Что можно было поделать с Озирисом? Дать ему молока, оставить в покое, пусть удовлетворенно мурлычет, свернувшись черным клубком; но Алану я мог привести в эту картинную галерею, как сделал это вчера, еще раз оказаться в зеркальном театре, полном скрытых камер, застывших образов на полотнах перед этим другим образом той, что, одетая в веселые джинсы и красную блузку, погасив сигарету у входа, переходила затем от одной картины к другой, останавливалась точно на том расстоянии, которого требовал ее взгляд, время от времени оборачиваясь ко мне, чтобы бросить какое-то замечание или сравнить наши впечатления. Она даже не подозревала, то я пришел сюда не ради картин, что, стоя чуть позади или ядом, я смотрел иным взглядом, не имевшим ничего общего с ее. Она никогда бы не догадалась, что ее медленные, задумчивые шаги от картины к картине меняли ее настолько, что мне приходилось зажмуриться и бороться с желанием немедленно схватить ее в объятия, закружить, завертеть, увлечь за собой, бегом, бегом, на улицу, домой. Легкая, непринужденная, естественная в процессе узнавания, радости, открытий, она останавливалась и медлила перед полотном, и ее время отличалось от моего, было чуждо моей судорожной, настороженной жажде.

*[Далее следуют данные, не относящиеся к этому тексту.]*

PR #1058, opened 2019-08-26
Drop packets when in the blocking state

jvff:
This PR implements a simple firewall on Android using the platform VPN service API. Basically it opens a fake VPN tunnel that will intercept all packets and drop them, so that effectively no packets are sent from the device to the internet.

Git checklist:

---
This change is [Reviewable](https://reviewable.io/reviews/mullvad/mullvadvpn-app/1058)


jvff:
___
*[mullvad-jni/src/vpn_service_tun_provider.rs, line 92 at r5](https://reviewable.io/reviews/mullvad/mullvadvpn-app/1058#-LoQN6gI-dmAi3GFrn3W:-LoQPJAh5L57053xFJIT:bavelro) ([raw file](https://github.com/mullvad/mullvadvpn-app/blob/176c448949a2a167ea9bcaf1bddca2c220e39e7c/mullvad-jni/src/vpn_service_tun_provider.rs#L92)):*

`tun` here is a `File`, so it's dropped when returning from `get_tun`. I can't see you pass the ownership anywhere. Seems like the rest of this method only need the raw fd. Could not `prepare_tun` just return the raw fd directly so we don't have to worry about that?
</blockquote></details>

It's not actually, dropped. `prepare_tun` returns `&File`.

jvff:
___
*[mullvad-jni/src/vpn_service_tun_provider.rs, line 124 at r5](https://reviewable.io/reviews/mullvad/mullvadvpn-app/1058#-LoQPHNzEt6lA75QXFOY:-LoQPidk9TTLED1uvXaR:bmxpwty) ([raw file](https://github.com/mullvad/mullvadvpn-app/blob/176c448949a2a167ea9bcaf1bddca2c220e39e7c/mullvad-jni/src/vpn_service_tun_provider.rs#L124)):*

Should this not be named `create_tun` to be consistent with the others? Same as for the logging errors, "tun" her refers to the tun adapter, not the tunnel, right?
</blockquote></details>

The issue is that the trait already has a `create_tun` method :/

До тех пор все было лишь смутным предчувствием – Алана в музыке, Алана перед Рембрандтом. Но теперь моя надежда оправдывалась почти невыносимо, с самого прихода Алана отдалась созерцанию картин с дикой невинностью хамелеона, переходя из одного состояния в другое и ничего не зная о том, что затаившийся зритель подстерегает ее движения, наклон головы, жест рук или гримаску губ, внутреннюю игру красок, делающую ее другой, обнажающую те глубины, где другая всегда была Аланой, прибавленной к Алане, карты ложились одна на одну, колода собиралась, становилась полной. Идя рядом с ней, продвигаясь вперед вдоль стен, я видел, как она вся открывалась навстречу каждой картине, мои глаза множили ослепительный треугольник, стороны которого тянулись от нее к картине, от картины ко мне и возвращались к ней, чтобы подметить перемену, окружающий ее теперь иной ореол, а через миг он уступал место новому, новой тональности, по-настоящему, окончательно раскрывающей ее суть. Невозможно предвидеть, сколько будет повторяться это преобразование, сколько новых Алан наконец приведут меня к синтезу, из которого мы оба выйдем успокоенные, удовлетворенные, она, ничего о том не зная, зажжет новую сигарету, а затем попросит меня повести ее куда-нибудь выпить по глотку, а я буду отчетливо сознавать, что мои долгие поиски окончены, что отныне моя любовь будет охватывать видимое и невидимое, будет встречать чистый взгляд Аланы, не думая о запертых дверях, о скрытых от взора пейзажах.